**Action item**
Write out, word for word, every line in the data below from the one containing "- The changed" to the one containing "- A strict render", both of them included.
Entries shown Start Marker
PR #803, opened 2026-05-29
manage edge bgp_password

ccoueffe:
update bgp_password_enable for edge connection. Change to false. By default it was enabled but if you don't provide password it failed, because password can't be empty.

## Related Collection Role

* [ ] other

## Related Data Model Element

* [ ] vxlan.fabric
* [ ] vxlan.global
* [x] vxlan.topology
* [ ] vxlan.underlay
* [ ] vxlan.overlay
* [ ] vxlan.policy
* [ ] vxlan.multisite
* [ ] defaults.vxlan
* [ ] other

## Proposed Changes

change default value for edge bgp password enable.

## Checklist

### DIFF
--- a/roles/dtc/common/templates/ndfc_edge_connections.j2
+++ b/roles/dtc/common/templates/ndfc_edge_connections.j2
@@ -17,8 +17,12 @@
           description: {{ 'nace_bgp_peer_template_dci_underlay_jython_' + link.source_device + '_' + link.source_interface + '_' + link.dest_device }}
           name: bgp_peer_template_dci_underlay_jython
           policy_vars:
-            BGP_PASSWORD: "{{ link.bgp_section.bgp_password | default('') }}"
-            BGP_PASSWORD_ENABLE: {{ link.bgp_section.bgp_password_enable | default(defaults.vxlan.topology.edge_connections.bgp_section.bgp_password_enable) }}
+{% if link.bgp_section is defined and link.bgp_section.bgp_password is defined and link.bgp_section.bgp_password is not none and link.bgp_section.bgp_password | length > 0 %}
+            BGP_PASSWORD_ENABLE: true
+            BGP_PASSWORD: "{{ link.bgp_section.bgp_password }}"
+{% else %}
+            BGP_PASSWORD_ENABLE: false
+{% endif %}
             TEMPLATE_NAME: {{ data_model_extended.vxlan.fabric.name + '-' + link.dest_fabric + '-IPV4-EBGP' }}
             NEIGHBOR_ASN: "{{ link.bgp_section.neighbor_asn }}"
             OVERRIDE_LOCAL_ASN: false
--- a/roles/dtc/common/templates/ndfc_edge_connections.j2
+++ b/roles/dtc/common/templates/ndfc_edge_connections.j2
@@ -17,10 +17,11 @@
           description: {{ 'nace_bgp_peer_template_dci_underlay_jython_' + link.source_device + '_' + link.source_interface + '_' + link.dest_device }}
           name: bgp_peer_template_dci_underlay_jython
           policy_vars:
-{% if link.bgp_section is defined and link.bgp_section.bgp_password is defined and link.bgp_section.bgp_password is not none and link.bgp_section.bgp_password | length > 0 %}
-            BGP_PASSWORD_ENABLE: true
+{% if link.bgp_section.bgp_password_enable | default(defaults.vxlan.topology.edge_connections.bgp_section.bgp_password_enable) | bool %}
             BGP_PASSWORD: "{{ link.bgp_section.bgp_password }}"
+            BGP_PASSWORD_ENABLE: true
 {% else %}
+            BGP_PASSWORD: ""
             BGP_PASSWORD_ENABLE: false
 {% endif %}
             TEMPLATE_NAME: {{ data_model_extended.vxlan.fabric.name + '-' + link.dest_fabric + '-IPV4-EBGP' }}
--- a/roles/validate/files/defaults.yml
+++ b/roles/validate/files/defaults.yml
@@ -259,7 +259,7 @@ factory_defaults:
         source_interface_mtu: 9216
         source_interface_enabled: true
         bgp_section:
-          bgp_password_enable: true
+          bgp_password_enable: false
     underlay:
       general:
         routing_protocol: ospf
--- a/roles/validate/files/defaults.yml
+++ b/roles/validate/files/defaults.yml
@@ -259,7 +259,7 @@ factory_defaults:
         source_interface_mtu: 9216
         source_interface_enabled: true
         bgp_section:
-          bgp_password_enable: false
+          bgp_password_enable: true
     underlay:
       general:
         routing_protocol: ospf
--- a/roles/validate/files/rules/common/321_topology_edge_connections.py
+++ b/roles/validate/files/rules/common/321_topology_edge_connections.py
@@ -1,6 +1,6 @@
 class Rule:
     id = "321"
-    description = "Verify edge connections have valid source devices and interfaces"
+    description = "Verify edge connections have valid source devices, interfaces, and bgp password configuration"
     severity = "HIGH"
 
     @classmethod
@@ -40,6 +40,26 @@ class Rule:
             if source_interface and '.' in source_interface:
                 results.append(
                     f"vxlan.topology.edge_connections.{source_device} source_interface must not contain a '.' (sub-interfaces are not allowed)."
+                )
+
+            # Verify bgp_password is provided when bgp_password_enable is true
+            bgp_section = edge_connection.get("bgp_section", {})
+            defaults = data_model.get("defaults", {})
+            default_bgp_pw_enable = (
+                defaults.get("vxlan", {})
+                .get("topology", {})
+                .get("edge_connections", {})
+                .get("bgp_section", {})
+                .get("bgp_password_enable", False)
+            )
+            bgp_password_enable = bgp_section.get("bgp_password_enable", default_bgp_pw_enable)
+            bgp_password = bgp_section.get("bgp_password", "")
+
+            if bgp_password_enable and (not bgp_password or str(bgp_password).strip() == ""):
+                results.append(
+                    f"vxlan.topology.edge_connections.{source_device} "
+                    f"bgp_password_enable is true but bgp_password is not provided. "
+                    f"A non-empty bgp_password is required when bgp_password_enable is true."
                 )
 
         return results


mthurstocisco:
Hey Charlie, 
So, had a bit of a think, I wonder if something like the below makes more sense and we just dont use a default here? basically, if you provide a password, the jinja template sets password to true, if you dont provide a password (or its blank), set password to false?

      policies:
        - create_additional_policy: False
          description: {{ 'nace_bgp_peer_template_dci_underlay_jython_' + link.source_device + '_' + link.source_interface + '_' + link.dest_device }}
          name: bgp_peer_template_dci_underlay_jython
          policy_vars:
            BGP_PASSWORD: "{{ link.bgp_section.bgp_password | default('') }}"
{% if link.bgp_section is defined and link.bgp_section.bgp_password is defined and link.bgp_section.bgp_password is not none %}
            BGP_PASSWORD_ENABLE: true
{% else %}
            BGP_PASSWORD_ENABLE: false
{% endif %}

peter8498 (approved):
lgtm!

roles/dtc/common/templates/ndfc_edge_connections.j2
```diff
@@ -17,8 +17,12 @@
           description: {{ 'nace_bgp_peer_template_dci_underlay_jython_' + link.source_device + '_' + link.source_interface + '_' + link.dest_device }}
           name: bgp_peer_template_dci_underlay_jython
           policy_vars:
-            BGP_PASSWORD: "{{ link.bgp_section.bgp_password | default('') }}"
-            BGP_PASSWORD_ENABLE: {{ link.bgp_section.bgp_password_enable | default(defaults.vxlan.topology.edge_connections.bgp_section.bgp_password_enable) }}
+{% if link.bgp_section is defined and link.bgp_section.bgp_password is defined and link.bgp_section.bgp_password is not none and link.bgp_section.bgp_password | length > 0 %}
```
mikewiebe: ### Medium: Preserve the public `bgp_password_enable` contract

**Issue**

The changed template derives `BGP_PASSWORD_ENABLE` only from whether `bgp_password` is non-empty. It never reads the schema-valid `bgp_password_enable` input. That silently changes the public contract from an explicit enable control, defaulting to `true`, to password-presence inference.

**Evidence**

- The changed branch [sets `BGP_PASSWORD_ENABLE: true` whenever a non-empty password exists and `false` otherwise](https://github.com/netascode/ansible-dc-vxlan/pull/803/files#diff-93e887c6e3d3381556765ad816decb4a1cd4f43b19653c95fc2dd93c4703dc43R20-R24); `link.bgp_section.bgp_password_enable` is never consulted.
- At authoritative model ref `f997000b00b383725a9853c7f200b3a2c38cbb08`, [`bgp_password_enable` and `bgp_password` are independent optional properties](https://wwwin-github.cisco.com/netascode/nac-vxlan/blob/f997000b00b383725a9853c7f200b3a2c38cbb08/schemas/schema.yaml#L402-L405), while the [enable default remains `true`](https://wwwin-github.cisco.com/netascode/nac-vxlan/blob/f997000b00b383725a9853c7f200b3a2c38cbb08/defaults/defaults.yaml#L266-L270). The [published generated documentation](https://netascode.cisco.com/docs/data_models/vxlan/topology/topology_edge_connection/) exposes the same Boolean default and optional password.
- Focused validation against that exact schema accepted both contradictory combinations: password present plus `bgp_password_enable: false`, and password omitted plus `bgp_password_enable: true`.
- A strict render of the PR template produced these effective payloads:

  | Input combination | Rendered enable | Password key present |
  | --- | ---: | ---: |
  | Password omitted, enable omitted | `false` | No |
  | Password empty or null | `false` | No |
  | Password present, enable omitted | `true` | Yes |
  | Password present, explicit enable `false` | `true` | Yes |
  | Password omitted, explicit enable `true` | `false` | No |

**Practical example**

An operator can pre-stage a BGP password in the model while deliberately keeping authentication disabled until the remote peer is ready:

```yaml
vxlan:
  topology:
    edge_connections:
      - source_device: border-1
        source_interface: Ethernet1/1
        dest_device: wan-router-1
        dest_fabric: WAN
        local_ip: 192.0.2.1/30
        neighbor_ip: 192.0.2.2
        bgp_section:
          neighbor_asn: 65100

          # The password is staged, but authentication must remain disabled.
          bgp_password_enable: false
          bgp_password: "example-staged-secret"
```

The explicit intent is:

```yaml
BGP_PASSWORD_ENABLE: false
BGP_PASSWORD: "example-staged-secret"
```

PR 803 ignores the Boolean and sees only that the password is non-empty, so it renders:

```yaml
BGP_PASSWORD_ENABLE: true
BGP_PASSWORD: "example-staged-secret"
```

If the remote router has not enabled the same authentication yet, the NaC run unexpectedly enables it on `border-1`; the peers no longer agree and the established BGP session can drop and remain down. The inverse is also silent: `bgp_password_enable: true` with an accidentally omitted password renders `BGP_PASSWORD_ENABLE: false` instead of failing validation for incomplete input.

**Existing PR overlap**

No matching existing PR comment found. The August 6 suggestion from `mthurstocisco` proposes password-presence gating, but it does not reconcile, remove, or deprecate the existing public enable property.

**Impact**

A user who explicitly disables password authentication while retaining a password gets authentication enabled. That can reset an established BGP session and prevent it from returning if the peer is not using the same password. Conversely, explicit enable intent without a password is silently disabled instead of being rejected as incomplete input. In both cases, a schema-valid setting is accepted and then contradicted by the rendered intent.

**Suggested fix**

Choose one authoritative contract and enforce it end to end. If the Boolean remains public, honor its effective value; when true, require a non-empty password through semantic validation, and when false keep enable false even if a password is supplied. If passwordless edge BGP should be the normal omission behavior, coordinate a source-model default change from true to false rather than overriding the source default in this template. In either case, emit the desired password key deterministically as described in Finding 2. Add schema/semantic/render tests for omitted, empty, null, present, explicit false plus present, and explicit true plus absent.

If password presence is intentionally replacing the Boolean, coordinate a source-model change that deprecates or removes `bgp_password_enable`, updates its default and generated docs, rejects ambiguous legacy combinations with a migration message, and lands before this behavior is released.

mikewiebe:
### Medium: Emit an empty password so removal is observable to `dcnm_policy`

**Issue**

The false branch omits `BGP_PASSWORD` entirely. `dcnm_policy` compares only keys present in desired `nvPairs`; it ignores additional keys already stored by NDFC. An existing disabled policy containing a password can therefore match the disabled/no-password payload, preventing the password from being cleared.

**Evidence**

- The PR emits only [`BGP_PASSWORD_ENABLE: false`](https://github.com/netascode/ansible-dc-vxlan/pull/803/files#diff-93e887c6e3d3381556765ad816decb4a1cd4f43b19653c95fc2dd93c4703dc43R23-R24) when no password is supplied. The previous template always emitted `BGP_PASSWORD`, using an empty string when absent.
- In DCNM 3.12.1, [`dcnm_policy_compare_nvpairs()` iterates only desired keys](https://github.com/CiscoDevNet/ansible-dcnm/blob/6311b66ff02b8ed593cbbfed4abdd502607dd6d2/plugins/modules/dcnm_policy.py#L743-L753).
- An exact method test returned `DCNM_POLICY_MATCH` for desired disabled/no-password state versus existing disabled/non-empty-password state.
- This remains unchanged on current DCNM `develop` commit `939c75bb667498631e9047ff9f62f424f00b98c2`, which is planned for the next release.

**Practical example**

Assume an earlier run left this policy in NDFC:

```yaml
existing_in_ndfc:
  BGP_PASSWORD_ENABLE: false
  BGP_PASSWORD: "<redacted-existing-secret>"
```

The operator removes `bgp_password` from the NaC model because the secret must be cleared. PR #803 renders:

```yaml
desired_from_nac:
  BGP_PASSWORD_ENABLE: false
  # BGP_PASSWORD is absent
```

The comparator checks `BGP_PASSWORD_ENABLE`, sees `false == false`, never examines the extra stored password, and returns:

```text
DCNM_POLICY_MATCH
```

No update is sent, so NDFC retains the secret. Publishing current DCNM `develop` does not change this result.

The always-present assignment proposed by `mthurstocisco` is therefore important for reset semantics:

```yaml
desired_from_nac:
  BGP_PASSWORD_ENABLE: false
  BGP_PASSWORD: ""
```

Now the comparison sees empty versus non-empty and detects an update.

**Existing PR overlap**

This strengthens the [unanswered August 6 suggestion from `mthurstocisco`](https://github.com/netascode/ansible-dc-vxlan/pull/803#issuecomment-5204296719). The current implementation adopts its enable gating but drops its always-present `BGP_PASSWORD` assignment.

**Impact**

Removing a password from the source model can leave the secret stored in NDFC while the run reports no policy change. It could later reappear if authentication is re-enabled.

**Suggested fix**

Always emit `BGP_PASSWORD`, resolving absent or null values to `""`, and compute `BGP_PASSWORD_ENABLE` separately according to the public model contract. Add a transition test asserting that existing disabled/non-empty state changes to desired disabled/empty state and that NDFC clears the stored value.

ccoueffe:
Hi Mike,

Thanks for the thorough review. I went back to my initial approach — keeping the boolean — but with a hybrid logic:

- We honor `bgp_password_enable` as the public contract
- If only the password is defined (without explicit boolean), it works because the default is `true` — so it just pushes
- We now catch the case where enable is `true` but password is empty/missing with a validation error

This covers the points raised by Matt and Peter during the meeting, your review comments, and my original concern about the empty password failure.

**Template changes (`ndfc_edge_connections.j2`):**
- When `bgp_password_enable` is `true`: sends the password as-is
- When `bgp_password_enable` is `false`: sends `BGP_PASSWORD: ""` — aligned with ND behavior where disabling eBGP password authentication clears the password
- `BGP_PASSWORD` is **always emitted** so `dcnm_policy` can detect password removal (addresses your finding about `dcnm_policy_compare_nvpairs` only comparing desired keys)

**Validation rule (321):**
- If `bgp_password_enable` is `true` (explicit or default) and `bgp_password` is empty/missing → **HIGH severity validation error**
- This catches the original bug (default `true` + no password = NDFC deploy failure) at validation time instead of deploy time

**Regarding the staged password scenario** (`bgp_password_enable: false` + password provided):
- In ND, disabling eBGP password removes the password — there is no concept of "staged but disabled"
- Our template mirrors this: `false` = empty password, regardless of what is in the model
- Since NaC is declarative (full state pushed every run), re-enabling just requires setting `bgp_password_enable: true` + password in the model and re-running

**Behavior matrix:**

| `bgp_password_enable` | `bgp_password` | Result |
|---|---|---|
| true (explicit or default) | provided | `ENABLE: true, PW: "secret"` |
| true (explicit or default) | missing/empty | ❌ Validation error |
| false | provided | `ENABLE: false, PW: ""` |
| false | missing/empty | `ENABLE: false, PW: ""` |

peter8498 (approved):
Looks good

mthurstocisco:
Hi @ccoueffe my worry is that to transition away from the current setup and defaults (IE enable is true) then, at least for our customers, your change will silently turn off authentication with no warnings, I think that is too much of a breaking change. Currently we have customers just specifying a password (as that was all that was required previously), with your change (based on your matrix above) they will have their authentication turned off and password removed. Please can you look at this logic again to better handle this breaking change transition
Entries shown End Marker
**Response to this exercise**
- The changed branch [sets `BGP_PASSWORD_ENABLE: true` whenever a non-empty password exists and `false` otherwise](https://github.com/netascode/ansible-dc-vxlan/pull/803/files#diff-93e887c6e3d3381556765ad816decb4a1cd4f43b19653c95fc2dd93c4703dc43R20-R24); `link.bgp_section.bgp_password_enable` is never consulted.
- At authoritative model ref `f997000b00b383725a9853c7f200b3a2c38cbb08`, [`bgp_password_enable` and `bgp_password` are independent optional properties](https://wwwin-github.cisco.com/netascode/nac-vxlan/blob/f997000b00b383725a9853c7f200b3a2c38cbb08/schemas/schema.yaml#L402-L405), while the [enable default remains `true`](https://wwwin-github.cisco.com/netascode/nac-vxlan/blob/f997000b00b383725a9853c7f200b3a2c38cbb08/defaults/defaults.yaml#L266-L270). The [published generated documentation](https://netascode.cisco.com/docs/data_models/vxlan/topology/topology_edge_connection/) exposes the same Boolean default and optional password.
- Focused validation against that exact schema accepted both contradictory combinations: password present plus `bgp_password_enable: false`, and password omitted plus `bgp_password_enable: true`.
- A strict render of the PR template produced these effective payloads:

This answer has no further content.